In the remaining 30% of the data, our model significantly tends to assign a treatment value of 2 (29% of the data) rather than 10.
tournament_spins_reward_7_preceding
spins_reward_preceding_30_days
org_price_usd_preceding_3_to_7_days
Since 70% of the data (140k samples) shows that the model is agnostic to the treatment value, I am interested in isolating only the samples where the predicted price differs between the two treatments. I calculated the difference between the means of each feature after standardization with respect to the all population. then i selected the features with the highest difference. In future research, when encountering such a situation, it is highly preferable to conduct a statistical test that takes variance into consideration.
-
Using only the training set without verifying on the test set:
- We are interested in focusing on the process of choosing the best treatment.
- The assumption is that our main model and loss are optimal (which should be tested in further research).
- given that, we will use all of our training data for the treatment assignment and not split it up for evaluation.
-
Constructing sklearn pipeline with the following steps :
- Data standardization
- Defining params for turning on XGBregressor
- Cross validating XBRregressor with 5 folds and rmse loss
-
To evaluate the model's decisions, we will look at the assignment ratios for treatments 2 and 10
-
We will create a treatment assignment vector for the test set, which will allow for further investigation
-
As previously stated, the method of assignment is as follows: for each data point, we will make two predictions - one with treatment = 2 and another with treatment = 10
-
We will then select the treatment with the higher predicted price as the assigned treatment for that data point.
Please note that this is a first and short iteration, and its main goal is to prove the concept.
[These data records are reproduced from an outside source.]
Issue #274, opened 2018-04-05
Re-implement `?include_versions` as a json:api-style relationship


Mr0grog:
In #264, we’re getting rid of `?include_versions` on `/pages` and the auto-included versions on `/pages/{id}`. It’s helpful functionality, though, so we’d like to bring it back as a [*relationship*](http://jsonapi.org/format/#document-resource-object-relationships), which allows us to include metadata and links so it can work as a chunked collection (because we can no longer afford to ever include *all* versions.

We should use the `?include_versions` query argument on *both* `/pages` and `/pages/{id}` (we previously only supported it on the collection, and treated the single object as if it was always there).

Mr0grog:
Tied in with #273 and should share its fate.

PR #310, opened 2018-05-08
Disable returning versions from /pages and /pages/{page_id}

### LINKED ISSUE #264: Remove `include_versions` from `/pages` and versions list from `/pages/{id}`
We have a nice, clever `?include_versions` querystring argument for the `/pages` route that causes each page object in the response to include a list of all its versions. We kind of knew that might be a problem down the road as we accumulated lots of versions, but with some pages now importing a lot of historical versions from Internet Archive, it’s going to be untenable very soon.

We should probably get rid of this option.

Alternatively, we could something like the N latest versions, where N is something like 10. If we did this, it might make sense to go further down the json:api route and classify them as relationships:

```js
{
  "links": {...},
  "data": [
    {
      "uuid": "1574d802-fd13-4699-881d-f0f8a7d45a79",
      "url": "https://www.fws.gov/refuges",
      "title": "National Wildlife Refuge System",
      "agency": "DOI",
      "site": "DOI - fws.gov",
      "created_at": "2017-05-09T05:26:41Z",
      "updated_at": "2018-03-28T05:31:57Z",
      "url_key": "gov,fws)/refuges",
      "maintainers": [...],
      "tags": [...]
      "relationships": {
        "versions": {
          "links": {
            "self": "https://api.monitoring.envirodatagov.org/api/v0/pages/1574d802-fd13-4699-881d-f0f8a7d45a79/versions",
            "first": "...",
            "last": "...",
            "next": "...",
            "previous": null
          },
          "data": [
            { /* version record */ },
            { /* version record */ },
            { /* version record */ }
          ]
        }
      }
    }
  ]
}
```

(But then maybe we ought to go back and fully implement json:api, and 💩 to me for not doing it right the first time around.)

**The same goes for the `/pages/{page ID}` route,** which always includes a `versions` property. It should also be removed or follow the same rules as above. (Maybe we could replace it with a `latest` and `earliest` property?)

/cc @danielballan @lightandluck @weatherpattern

lightandluck:
Fixes #264 

This is my first attempt at writing code for -db, so I'm probably not doing this idiomatically. I went the very conservative route of mostly commenting out code and skipping tests because we'll re-implement this functionality as described in #274. We'll need edgi-govdata-archiving/web-monitoring-ui#218 merged and deployed before deploying this.

Good news, I learned about implicit behavior in Rails and got to dig around in this repo!

### DIFF
--- a/app/controllers/api/v0/pages_controller.rb
+++ b/app/controllers/api/v0/pages_controller.rb
@@ -18,7 +18,7 @@ class Api::V0::PagesController < Api::V0::ApiController
 
     result_data =
       if !should_allow_versions && should_include_versions
-        raise Api::NotImplementedError, 'The ?include_versions query argument has been disabled temporarily.'
+        raise Api::NotImplementedError, 'The ?include_versions query argument has been disabled.'
       elsif should_allow_versions && should_include_versions
         results = query
           .where(uuid: page_ids)
@@ -83,7 +83,7 @@ class Api::V0::PagesController < Api::V0::ApiController
     if should_allow_versions
       !should_include_versions && boolean_param(:include_latest)
     else
-      boolean_param :include_latest
+      boolean_param(:include_latest)
     end
   end
 
--- a/app/controllers/api/v0/pages_controller.rb
+++ b/app/controllers/api/v0/pages_controller.rb
@@ -17,14 +17,7 @@ class Api::V0::PagesController < Api::V0::ApiController
     page_ids = id_query.pluck(:uuid, *order_attributes).collect {|data| data[0]}
 
     result_data =
-      if should_include_versions
-        results = query
-          .where(uuid: page_ids)
-          .includes(:versions)
-          .where(versions: { different: true })
-          .order('versions.capture_time DESC')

Given this, there is a lot of room for improvement and further research. Some things that could be added include:
Using addtional feature selection process, such as SHAP, regularization penalties, and others Bigger Grid search to optimize model parameters Comparison with other ml models such as regression, loightGBM etc Further EDA to uncover more insights from the data Deep dive into the differences between the results of the test and train sets Testing the statistics of the results, such as the mean, max errors and median Data enrichment by: Featuer creation and features from external sources Plotting the error against time Adding a histogram of errors for better visualization.
Please note that the code for this project is not written in classes as is typically done. Instead, the code is organized in a procedural manner for simplicity and ease of understanding.